On 21 October 2011, more than 100 investigators and clinicians who worked together on the Simons Simplex Collection gathered in New York City to celebrate their landmark achievement in autism research. Between 2006 and 2011, these teams — working out of 12 university clinics across the country and Canada — painstakingly amassed a wealth of high-quality genetic and phenotypic data, including biospecimens, from nearly 2,800 ‘simplex’ families.
“Hardworking scientists don’t celebrate their work enough,” says Gerald Fischbach, scientific director of the Simons Foundation, which funded the collection. “This coming together of people from around the country who worked on different aspects of the Simons Simplex Collection was a wonderful and well-deserved celebration. In my opinion, this group of clinicians, administrators, coordinators, consultants and molecular scientists has had an enormous impact on autism research that will last for years to come.”
The meeting had the atmosphere of a celebratory family reunion. Researchers who had worked on the Simons Simplex Collection at the same institution reminisced together about their efforts. Others relished the opportunity to attach a face to a coworker with whom they had had many hours and years of contact by email and phone.
At the meeting, investigators described recent analyses of the collection’s data, which has identified a host of new candidate mutations that may play a role in development of the disorder, representing a quantum leap forward in the study of the genetic mutations involved in autism. The researchers also gave talks about work in progress, and discussed ways of analyzing the data in the years to come as new technologies are developed. The talks made it clear that the collection is a gift to the autism research community that will keep on giving, offering researchers a platform on which to study autism spectrum disorders for many years.

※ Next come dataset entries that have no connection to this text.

PR #36, opened 2025-04-09
Kab 961 unify tool naming

ncapek:
This PR is concerned with unifying the naming of MCP tools and related classes to be consistent across tool types.

### DIFF
--- a/pyproject.toml
+++ b/pyproject.toml
@@ -10,7 +10,7 @@ readme = "README.md"
 requires-python = ">=3.10"
 license = "MIT"
 authors = [
-    { name = "Keboola", email = "support@keboola.com" }
+    { name = "Keboola", email = "devel@keboola.com" }
 ]
 dependencies = [
     "mcp[cli] ~= 1.6",
--- a/pyproject.toml
+++ b/pyproject.toml
@@ -4,7 +4,7 @@ build-backend = "hatchling.build"
 
 [project]
 name = "keboola-mcp-server"
-version = "0.4.1"
+version = "0.5.0"
 description = "MCP server for interacting with Keboola Connection"
 readme = "README.md"
 requires-python = ">=3.10"
--- a/pyproject.toml
+++ b/pyproject.toml
@@ -4,7 +4,7 @@ build-backend = "hatchling.build"
 
 [project]
 name = "keboola-mcp-server"
-version = "0.4.0"
+version = "0.4.1"
 description = "MCP server for interacting with Keboola Connection"
 readme = "README.md"
 requires-python = ">=3.10"
--- a/src/keboola_mcp_server/storage_tools.py
+++ b/src/keboola_mcp_server/storage_tools.py
@@ -15,9 +15,9 @@ logger = logging.getLogger(__name__)
 def add_storage_tools(mcp: FastMCP) -> None:
     """Adds tools to the MCP server."""
     mcp.add_tool(get_bucket_detail)
-    mcp.add_tool(retrieve_buckets_in_project)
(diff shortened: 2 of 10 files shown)


src/keboola_mcp_server/storage_tools.py
```diff
@@ -128,27 +128,27 @@ def set_description(cls, values):
...
     assert isinstance(client, KeboolaClient)
     raw_bucket = cast(Dict[str, Any], client.storage_client.buckets.detail(bucket_id))
 
-    return BucketInfo(**raw_bucket)
+    return BucketDetail(**raw_bucket)
 
 
-async def list_bucket_info(ctx: Context) -> List[BucketInfo]:
-    """List information about all buckets in the project."""
+async def retrieve_buckets_in_project(ctx: Context) -> List[BucketDetail]:
```
vita-stejskal, line 142: Is the `retrieve_` (instead of `list_` or `get_`) prefix any better for the LLM? I thought that using `list_` prefix made a good sense for tools that actually return lists of things? But maybe it does not. Or maybe it does not matter.

On the same note -- is `_in_project` suffix significant for the LLM? Does adding it make any difference for the LLM? All our tools work in the scope of a single Keboola project. Should we amplify this fact by adding `_in_project` to the names of all our tools? It seems dubious, but I could be wrong.

src/keboola_mcp_server/storage_tools.py
```diff
@@ -128,27 +128,27 @@ def set_description(cls, values):
...
+    """Retrieve information about all buckets in the project."""
```
vita-stejskal, line 143: While unifying things what do you thing about the use of the 3rd person singular (i.e. retrieves, gets, lists) versus the 2nd person singular (imperative) (i.e. retrieve, get, list)? Do we want to unify this? If so, then which form do we want to use?

Typically, docs guides prefer the 3rd person singular. People are very inconsistent in following this guideline and the LLM probably does not care much. But I personally find the 3rd person singular form more correct and logincal, because the docs says what the function does -- i.e. The function "retrieves" stuff. It also feels less ambiguous than the imperative form which is often the same as the infinitive form.

vita-stejskal (approved):

src/keboola_mcp_server/storage_tools.py
ncapek: We had some discussions with @mariankrotil about these things over the last couple of days. The main motivation to not use `list` as a verb in the function names was that it often lead to some incredibly awkward docstrings or annotations. The `_in_project` suffix is only because we expected that some use cases might be broader than a single project. For example updating/creating a Component (the real core component) is probably broader than a single project. But for now, we can get rid of this suffix.

pyproject.toml
```diff
@@ -4,7 +4,7 @@ build-backend = "hatchling.build"
 
 [project]
 name = "keboola-mcp-server"
-version = "0.4.0"
+version = "0.4.1"
```
radcliffkey, line 7: Renaming is an incompatible change, so theoretically we should increment the major version, but I'm in favour of `0.5.0`. Definitely this is not just a patch.

ncapek: Good point. I will use `0.5.0`

src/keboola_mcp_server/storage_tools.py
ncapek: I switched to the third person variant of the docstings.

src/keboola_mcp_server/storage_tools.py
ncapek: Removed

vita-stejskal (approved):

Simons Foundation board members and co-founders Jim and Marilyn Simons each spoke at the conclusion of the meeting, expressing their hopes that the collection will spur dramatic advances in autism research.
The gathering for the large group photo gave attendees a visceral sense of just how many researchers, and how many hours of effort, went into this monumental project. And although all felt pride, it was tempered by humility; the immediate task is done, but the questions that the collection will help to address remain vast.